TASK OBJECTIVE
Copy every record exactly. Nothing may be skipped.
[MATERIAL SUPPLIED Boundary: Start]
PR #1576, opened 2022-06-01
Better handling for repeated SQLAlchemy model names.

samscott89:
Catch the errors, and allow users to override it by registering
classes.

### DIFF
--- a/languages/python/sqlalchemy-oso/sqlalchemy_oso/auth.py
+++ b/languages/python/sqlalchemy-oso/sqlalchemy_oso/auth.py
@@ -1,6 +1,6 @@
 from oso import Oso
 from polar import Variable
-from polar.exceptions import PolarRuntimeError
+from polar.exceptions import DuplicateClassAliasError, OsoError, PolarRuntimeError
 from polar.partial import TypeConstraint
 
 from sqlalchemy.orm.query import Query
@@ -14,7 +14,7 @@ from sqlalchemy_oso.compat import iterate_model_classes
 from functools import reduce
 
 
-def polar_model_name(model) -> str:
+def default_polar_model_name(model) -> str:
     """Return polar class name for SQLAlchemy model."""
     return model.__name__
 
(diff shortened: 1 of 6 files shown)


languages/python/sqlalchemy-oso/sqlalchemy_oso/auth.py
```diff
@@ -29,7 +29,20 @@ def register_models(oso: Oso, base_or_registry):
...
+            # skip models that were manually registered
+            continue
+        try:
+            oso.register_class(model, name=default_polar_model_name(model))
+        except DuplicateClassAliasError as e:
+            raise OsoError(
+                (
+                    "Attempted to register two classes with the same name when automatically registering SQLAlchemy models\n"
+                    "To fix this, try manually registering the new class. E.g.\n"
+                    '  oso.register_class(MyModel, "models::MyModel")\n'
```
samscott89, line 42:
```suggestion
                    '  oso.register_class(MyModel, name="models::MyModel")\n'
```

languages/python/sqlalchemy-oso/sqlalchemy_oso/compat.py
```diff
@@ -17,7 +17,15 @@ def iterate_model_classes(base_or_registry):
     try:  # 1.3 declarative base.
         # TODO (dhatch): Not sure this is legit b/c it uses an internal interface?
         models = base_or_registry._decl_class_registry.items()
-        yield from {model for name, model in models if name != "_sa_module_registry"}
+        for name, model in models:
+            if name != "_sa_module_registry":
+                if isinstance(
+                    model, sqlalchemy.ext.declarative.clsregistry._MultipleClassMarker
```
samscott89, line 23: One of the main changes. My understanding is that we're using SQLAlchemy's builtin module registry (it's what allows you to write `ForeignKey("User")` or whatever the syntax is.

If multiple models have the same classname, they're stored inside this multiple class marker, so that SQLAlchemy can tell you to use fully qualified names (`admins.User`)

languages/python/sqlalchemy-oso/sqlalchemy_oso/auth.py
```diff
@@ -29,7 +29,20 @@ def register_models(oso: Oso, base_or_registry):
     """Register all models in registry (SQLAlchemy 1.4) or declarative base
     class (1.3 and 1.4) ``base_or_registry`` with Oso as classes."""
     for model in iterate_model_classes(base_or_registry):
-        oso.register_class(model)
+        if model in oso.host.types:
+            # skip models that were manually registered
```
samscott89, line 33: This makes it possible for users to specify their own class names by registering them manually.

gkaemmer (approved):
[MATERIAL SUPPLIED Boundary: End]
TASK SOLUTION
PR #1576, opened 2022-06-01
Better handling for repeated SQLAlchemy model names.

samscott89:
Catch the errors, and allow users to override it by registering
classes.

### DIFF
--- a/languages/python/sqlalchemy-oso/sqlalchemy_oso/auth.py
+++ b/languages/python/sqlalchemy-oso/sqlalchemy_oso/auth.py
@@ -1,6 +1,6 @@
 from oso import Oso
 from polar import Variable
-from polar.exceptions import PolarRuntimeError
+from polar.exceptions import DuplicateClassAliasError, OsoError, PolarRuntimeError
 from polar.partial import TypeConstraint
 
 from sqlalchemy.orm.query import Query
@@ -14,7 +14,7 @@ from sqlalchemy_oso.compat import iterate_model_classes
 from functools import reduce
 
 
-def polar_model_name(model) -> str:
+def default_polar_model_name(model) -> str:
     """Return polar class name for SQLAlchemy model."""
     return model.__name__
 
(diff shortened: 1 of 6 files shown)


languages/python/sqlalchemy-oso/sqlalchemy_oso/auth.py
```diff
@@ -29,7 +29,20 @@ def register_models(oso: Oso, base_or_registry):
...
+            # skip models that were manually registered
+            continue
+        try:
+            oso.register_class(model, name=default_polar_model_name(model))
+        except DuplicateClassAliasError as e:
+            raise OsoError(
+                (
+                    "Attempted to register two classes with the same name when automatically registering SQLAlchemy models\n"
+                    "To fix this, try manually registering the new class. E.g.\n"
+                    '  oso.register_class(MyModel, "models::MyModel")\n'
```
samscott89, line 42:
```suggestion
                    '  oso.register_class(MyModel, name="models::MyModel")\n'
```

languages/python/sqlalchemy-oso/sqlalchemy_oso/compat.py
```diff
@@ -17,7 +17,15 @@ def iterate_model_classes(base_or_registry):
     try:  # 1.3 declarative base.
         # TODO (dhatch): Not sure this is legit b/c it uses an internal interface?
         models = base_or_registry._decl_class_registry.items()
-        yield from {model for name, model in models if name != "_sa_module_registry"}
+        for name, model in models:
+            if name != "_sa_module_registry":
+                if isinstance(
+                    model, sqlalchemy.ext.declarative.clsregistry._MultipleClassMarker
```
samscott89, line 23: One of the main changes. My understanding is that we're using SQLAlchemy's builtin module registry (it's what allows you to write `ForeignKey("User")` or whatever the syntax is.

If multiple models have the same classname, they're stored inside this multiple class marker, so that SQLAlchemy can tell you to use fully qualified names (`admins.User`)

languages/python/sqlalchemy-oso/sqlalchemy_oso/auth.py
```diff
@@ -29,7 +29,20 @@ def register_models(oso: Oso, base_or_registry):
     """Register all models in registry (SQLAlchemy 1.4) or declarative base
     class (1.3 and 1.4) ``base_or_registry`` with Oso as classes."""
     for model in iterate_model_classes(base_or_registry):
-        oso.register_class(model)
+        if model in oso.host.types:
+            # skip models that were manually registered
```
samscott89, line 33: This makes it possible for users to specify their own class names by registering them manually.

gkaemmer (approved):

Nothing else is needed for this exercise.